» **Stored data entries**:

PR #1026, opened 2020-10-14
Registrar Signature block - reusable template

lekshmimallika-aot:
*Issue #:* /bcgov/entity#4638

This enables us to fetch the correct registrar info based on the filing effective date.I think we need this in all outputs that contains the registrar signature (Not just the certificate). All other outputs have registrar info hardcoded atm.

I thought of putting this in registrar data in db as opposed to the meta json. The only advantage I could see is adding a new registrar/modifying the data will not need any code changes and deployments. But I dont know how frequently that will happen. So we may have to compare the expense of db call vs data update frequency

*Description of changes:*
Added a new utility class to get the registrar info based on the filing effective date
Removed the hardcoded base64 image data and added the code to generate it while fetching the registrar info
Modified the certificate to use the data returned by the meta info class


thorwolpert:
I think over the past 15yrs we've had 5 Registrars.
The addition of a new Registrar name and signature would be added by an SRE Team member, so I don't think having it in the fs is an issue.
My vote would be to leave it as you've designed it.

thorwolpert (approved):
nice!

PR #1027, opened 2020-10-14
5236 fix for modified name translation in correction/alteration

vysakh-menon-aot:
*Issue #:* /bcgov/entity#5236

*Description of changes:*

### DIFF
--- a/queue_services/entity-filer/src/entity_filer/filing_processors/filing_components/aliases.py
+++ b/queue_services/entity-filer/src/entity_filer/filing_processors/filing_components/aliases.py
@@ -31,7 +31,7 @@ def update_aliases(business: Business, aliases: Dict) -> Dict:
     if modified_aliases := aliases.get('modified'):
         for current_alias in business.aliases.all():
             for mod_alias in modified_aliases:
-                if current_alias.alias == str(mod_alias.get('oldValue')).upper():
+                if current_alias.alias.upper() == str(mod_alias.get('oldValue')).upper():
                     current_alias.alias = str(mod_alias.get('newValue')).upper()
 
     if new_aliases := aliases.get('new'):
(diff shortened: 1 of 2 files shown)


queue_services/entity-filer/src/entity_filer/filing_processors/filing_components/aliases.py
```diff
@@ -31,7 +31,7 @@ def update_aliases(business: Business, aliases: Dict) -> Dict:
     if modified_aliases := aliases.get('modified'):
         for current_alias in business.aliases.all():
             for mod_alias in modified_aliases:
-                if current_alias.alias == mod_alias.get('oldValue'):
+                if current_alias.alias == str(mod_alias.get('oldValue')).upper():
```
kialj876, line 34: Can you add the .upper to both sides of this comparison? Not %100 sure the data will always be consistent when we load corps from COLIN so we might have some cases where current_alias.alias is mixed case

kialj876 (commented):
Looks good, just one comment. Also could you add in a test case for a mixed case current_alias.alias and mixed case mod_alias.get('oldValue')?

queue_services/entity-filer/src/entity_filer/filing_processors/filing_components/aliases.py
vysakh-menon-aot: Sure. I did not add based on the implementation below for "new" aliases

lekshmimallika-aot:
Another point discussed for this ticket during grooming was the correction output may not show the edited ones as it reuses the IA template and shows only the new entries as of now.But I see that this was not listed in the ticket. Please create a new ticket to fix the correction IA output / you can fix in this one. Up to you.

lekshmimallika-aot (approved):

kialj876 (approved):
Nice work!

PR #1029, opened 2020-10-19
5200 audit filing

vysakh-menon-aot:
*Issue #:* /bcgov/entity#5200

*Description of changes:*
  - query param to get original filing json


legal-api/src/legal_api/resources/business/business_filings.py
```diff
@@ -73,7 +74,7 @@ def get(identifier, filing_id=None):  # pylint: disable=too-many-return-statemen
             if str(request.accept_mimetypes) == 'application/pdf' and filing_id:
                 if rv.filing_type == 'incorporationApplication':
                     return legal_api.reports.get_pdf(rv.storage, None)
-            filing_json = rv.json
+            filing_json = rv.raw if original_filing else rv.json
             filing_json['filing']['documents'] = DocumentMetaService().get_documents(filing_json)
```
thorwolpert, line 78: Do we want to include the list of documents on the raw json, as we may not be able to render it directly anymore?

legal-api/tests/unit/api/test_business_filings/test_filings.py
```diff
@@ -111,6 +111,24 @@ def test_get_one_business_filing_by_id(session, client, jwt):
     assert rv.json['filing']['business'] == ar['filing']['business']
 
 
+def test_get_one_business_filing_by_id_raw_json(session, client, jwt):
+    """Assert that the business info cannot be received in a valid JSONSchema format."""
```
thorwolpert, line 115: This doesn't seem to reflect the test.

thorwolpert (commented):
A couple of comments to review

legal-api/tests/unit/api/test_business_filings/test_filings.py
vysakh-menon-aot: Yeah. It was just a try. Since there is no difference in json to identify whether its a raw or json I left it as is. Do you have any suggestion to test this scenario or should I remove it?

legal-api/src/legal_api/resources/business/business_filings.py
vysakh-menon-aot: So when user request for original filing we don't need to include documents. isn't it?

thorwolpert: Yes, I don't think that should be included. It should just be the raw json originally submitted by the customer.

We won't be "back" supporting outputs, as those will always be created using the versioned data in simple filing.

legal-api/tests/unit/api/test_business_filings/test_filings.py
thorwolpert: It'll fail linting without a comment. I'd suggest something like.
Assert that the raw json originally submitted is returned.

legal-api/src/legal_api/resources/business/business_filings.py
vysakh-menon-aot: ok

legal-api/tests/unit/api/test_business_filings/test_filings.py
vysakh-menon-aot: ok

legal-api/tests/unit/api/test_business_filings/test_filings.py
```diff
@@ -112,6 +112,24 @@ def test_get_one_business_filing_by_id(session, client, jwt):
...
+    filings = factory_filing(b, ANNUAL_REPORT)
+    ar = copy.deepcopy(ANNUAL_REPORT)
+    ar['filing']['header']['filingId'] = filings.id
+    ar['filing']['header']['colinIds'] = []
+
+    rv = client.get(f'/api/v1/businesses/{identifier}/filings/{filings.id}?original=true',
+                    headers=create_header(jwt, [STAFF_ROLE], identifier))
+
+    assert rv.status_code == HTTPStatus.OK
+    assert rv.json['filing']['annualReport'] == ar['filing']['annualReport']
```
lekshmimallika-aot, line 129: Not sure of the purpose of lines  121, 122 and 123. Here cant it be compared like ANNUAL_REPORT['filing']['annualReport']

lekshmimallika-aot (approved):

thorwolpert (approved):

» **Required action**: Set down an exact copy of the entries above.

» **Task result**:
PR #1026, opened 2020-10-14
Registrar Signature block - reusable template

lekshmimallika-aot:
*Issue #:* /bcgov/entity#4638

This enables us to fetch the correct registrar info based on the filing effective date.I think we need this in all outputs that contains the registrar signature (Not just the certificate). All other outputs have registrar info hardcoded atm.

I thought of putting this in registrar data in db as opposed to the meta json. The only advantage I could see is adding a new registrar/modifying the data will not need any code changes and deployments. But I dont know how frequently that will happen. So we may have to compare the expense of db call vs data update frequency

*Description of changes:*
Added a new utility class to get the registrar info based on the filing effective date
Removed the hardcoded base64 image data and added the code to generate it while fetching the registrar info
Modified the certificate to use the data returned by the meta info class


thorwolpert:
I think over the past 15yrs we've had 5 Registrars.
The addition of a new Registrar name and signature would be added by an SRE Team member, so I don't think having it in the fs is an issue.
My vote would be to leave it as you've designed it.

thorwolpert (approved):
nice!

PR #1027, opened 2020-10-14
5236 fix for modified name translation in correction/alteration

vysakh-menon-aot:
*Issue #:* /bcgov/entity#5236

*Description of changes:*

### DIFF
--- a/queue_services/entity-filer/src/entity_filer/filing_processors/filing_components/aliases.py
+++ b/queue_services/entity-filer/src/entity_filer/filing_processors/filing_components/aliases.py
@@ -31,7 +31,7 @@ def update_aliases(business: Business, aliases: Dict) -> Dict:
     if modified_aliases := aliases.get('modified'):
         for current_alias in business.aliases.all():
             for mod_alias in modified_aliases:
-                if current_alias.alias == str(mod_alias.get('oldValue')).upper():
+                if current_alias.alias.upper() == str(mod_alias.get('oldValue')).upper():
                     current_alias.alias = str(mod_alias.get('newValue')).upper()
 
     if new_aliases := aliases.get('new'):
(diff shortened: 1 of 2 files shown)


queue_services/entity-filer/src/entity_filer/filing_processors/filing_components/aliases.py
```diff
@@ -31,7 +31,7 @@ def update_aliases(business: Business, aliases: Dict) -> Dict:
     if modified_aliases := aliases.get('modified'):
         for current_alias in business.aliases.all():
             for mod_alias in modified_aliases:
-                if current_alias.alias == mod_alias.get('oldValue'):
+                if current_alias.alias == str(mod_alias.get('oldValue')).upper():
```
kialj876, line 34: Can you add the .upper to both sides of this comparison? Not %100 sure the data will always be consistent when we load corps from COLIN so we might have some cases where current_alias.alias is mixed case

kialj876 (commented):
Looks good, just one comment. Also could you add in a test case for a mixed case current_alias.alias and mixed case mod_alias.get('oldValue')?

queue_services/entity-filer/src/entity_filer/filing_processors/filing_components/aliases.py
vysakh-menon-aot: Sure. I did not add based on the implementation below for "new" aliases

lekshmimallika-aot:
Another point discussed for this ticket during grooming was the correction output may not show the edited ones as it reuses the IA template and shows only the new entries as of now.But I see that this was not listed in the ticket. Please create a new ticket to fix the correction IA output / you can fix in this one. Up to you.

lekshmimallika-aot (approved):

kialj876 (approved):
Nice work!

PR #1029, opened 2020-10-19
5200 audit filing

vysakh-menon-aot:
*Issue #:* /bcgov/entity#5200

*Description of changes:*
  - query param to get original filing json


legal-api/src/legal_api/resources/business/business_filings.py
```diff
@@ -73,7 +74,7 @@ def get(identifier, filing_id=None):  # pylint: disable=too-many-return-statemen
             if str(request.accept_mimetypes) == 'application/pdf' and filing_id:
                 if rv.filing_type == 'incorporationApplication':
                     return legal_api.reports.get_pdf(rv.storage, None)
-            filing_json = rv.json
+            filing_json = rv.raw if original_filing else rv.json
             filing_json['filing']['documents'] = DocumentMetaService().get_documents(filing_json)
```
thorwolpert, line 78: Do we want to include the list of documents on the raw json, as we may not be able to render it directly anymore?

legal-api/tests/unit/api/test_business_filings/test_filings.py
```diff
@@ -111,6 +111,24 @@ def test_get_one_business_filing_by_id(session, client, jwt):
     assert rv.json['filing']['business'] == ar['filing']['business']
 
 
+def test_get_one_business_filing_by_id_raw_json(session, client, jwt):
+    """Assert that the business info cannot be received in a valid JSONSchema format."""
```
thorwolpert, line 115: This doesn't seem to reflect the test.

thorwolpert (commented):
A couple of comments to review

legal-api/tests/unit/api/test_business_filings/test_filings.py
vysakh-menon-aot: Yeah. It was just a try. Since there is no difference in json to identify whether its a raw or json I left it as is. Do you have any suggestion to test this scenario or should I remove it?

legal-api/src/legal_api/resources/business/business_filings.py
vysakh-menon-aot: So when user request for original filing we don't need to include documents. isn't it?

thorwolpert: Yes, I don't think that should be included. It should just be the raw json originally submitted by the customer.

We won't be "back" supporting outputs, as those will always be created using the versioned data in simple filing.

legal-api/tests/unit/api/test_business_filings/test_filings.py
thorwolpert: It'll fail linting without a comment. I'd suggest something like.
Assert that the raw json originally submitted is returned.

legal-api/src/legal_api/resources/business/business_filings.py
vysakh-menon-aot: ok

legal-api/tests/unit/api/test_business_filings/test_filings.py
vysakh-menon-aot: ok

legal-api/tests/unit/api/test_business_filings/test_filings.py
```diff
@@ -112,6 +112,24 @@ def test_get_one_business_filing_by_id(session, client, jwt):
...
+    filings = factory_filing(b, ANNUAL_REPORT)
+    ar = copy.deepcopy(ANNUAL_REPORT)
+    ar['filing']['header']['filingId'] = filings.id
+    ar['filing']['header']['colinIds'] = []
+
+    rv = client.get(f'/api/v1/businesses/{identifier}/filings/{filings.id}?original=true',
+                    headers=create_header(jwt, [STAFF_ROLE], identifier))
+
+    assert rv.status_code == HTTPStatus.OK
+    assert rv.json['filing']['annualReport'] == ar['filing']['annualReport']
```
lekshmimallika-aot, line 129: Not sure of the purpose of lines  121, 122 and 123. Here cant it be compared like ANNUAL_REPORT['filing']['annualReport']

lekshmimallika-aot (approved):

thorwolpert (approved):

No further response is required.